While having a scan, a pregnant woman in India is not allowed to learn the gender of her unborn child. But her bill might be presented in a file colored blue or pink — and the meaning is clear.
The method of skirting around the law is one of many reasons why 85 million women are described as “missing” from the populations of India and China, where the abortion of female fetuses, infanticide and the death of girls through neglect is all too common.
For a mother desperately seeking a son, a pink folder can mean a trip to an abortion clinic where the operation will often be justified with the catch-all “fetal abnormality.”
“Tricks like colored folders are absolutely common,” said Pinki Virani, a leading women’s rights campaigner in India. “So-called ‘gendercide’ is a daily reality across rich or poor, rural or urban. It doesn’t matter if the family lives in a village, the smart suburbs, or have even emigrated to Canada.”
The term “missing women” was coined by Nobel Prize-winning economist Amartya Sen in 1990.
The number is estimated by comparing the actual sex ratio in any population with what it would theoretically be if equal treatment were given to the sexes during pregnancy, birth and afterward.
A report from the UN Development Program last week said 100 million women were “missing” in Asia — 85 million from China and India, but also from Bangladesh, Iran and Pakistan.
“If your clinic won’t tell you the gender of your unborn child, now you can courier a blood sample to the US and get the results back by e-mail,” said Virani.
“I’ve seen for myself that a lack of girls can have disastrous knock-on effects in any community: more polyandry [females with multiple partners], more child sex abuse and more prostitution.”

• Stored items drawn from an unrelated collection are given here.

PR #699, opened 2017-01-05
Feature/tao 3545 score authoring

jsconan:
Related to: https://oat-sa.atlassian.net/browse/TAO-3545

Add authoring for the score processing.

Several modes are currently supported:
- `none`: no outcome processing.
- `custom`: a custom outcome processing is defined, it cannot be authored and the existing rules are just kept intact.
- `total`: an outcome and the related processing rules are added to compute a global score, set into the variable `SCORE_TOTAL`.
- `category`: an outcome is created for each categories (the special ones are discarded: `x-tao-*`), and the related processing rules are added to compute score per category basis. The result is stored in each `SCORE_xxx` outcome, where `xxx` is the category name.
- `cut`: a cut score must be provided, and an outcome is created for each categories (the special ones are discarded: `x-tao-*`). For each categories processing rules are added to compute score per category basis and compare it to the cut score. The boolean result is stored in each `PASS_xxx` outcome, where `xxx` is the category name.

To allow to manage the processing rules at client side, some helpers have been added, with very basic support. Not all processing rules are supported yet.

### DIFF
--- a/views/js/controller/creator/helpers/baseType.js
+++ b/views/js/controller/creator/helpers/baseType.js
@@ -1,0 +1,333 @@
+/**
+ * This program is free software; you can redistribute it and/or
+ * modify it under the terms of the GNU General Public License
+ * as published by the Free Software Foundation; under version 2
+ * of the License (non-upgradable).
+ *
+ * This program is distributed in the hope that it will be useful,
+ * but WITHOUT ANY WARRANTY; without even the implied warranty of
+ * MERCHANTABILITY or FITNESS FOR A PARTICULAR PURPOSE.  See the
+ * GNU General Public License for more details.
+ *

Gender imbalances have worsened across much of Asia where the traditional preference for male births has combined with modern technology such as ultrasound scans that make it easy to know the gender of an unborn child.
Sex-selective abortion was banned in China in 1995 but, according to a study this year by the Chinese Academy of Social Sciences, more than 24 million men of marrying age could find themselves without spouses in 2020.
Medical experts say the natural gender ratio should be 103-107 males born for every 100 females — a tilt that apparently compensates for higher infant mortality rates in males.
But in 2005, the last year of available data, there were 119 boys for every 100 girls in China, and in some areas the figure was 130 boys to 100 girls.
Under China’s 1979 one-child policy, aimed at controlling the world’s largest population, parents who live in cities are generally allowed one child, while some rural families can have two.
“The imbalance is more prominent in rural areas because education in villages is lower than in the cities,” Yang Hongjuan (楊紅捐), a demographics expert at the Shaanxi Academy of Social Sciences, said.
The pressure to produce a male child has grim consequences that are detailed in a new book by Chinese writer Xinran Xue (薛欣然).
She tells of seeing a newborn girl discarded in a chamber pot, and of mothers who attempt suicide, tormented by guilt after killing their daughters.
But for some women in China, the one-child policy is a boon, helping reduce population pressure and giving them more power.
“I support it as there are too many people in China,” 42-year-old married professional and Beijing resident Zhang Hua said.
“The gender imbalance is good for girls. It gives them more choice, and makes men behave better.”
In India — which has about 108 males to 100 females in children under six — the preference for boys is partly due to the key role that sons play in Hindu funeral ceremonies.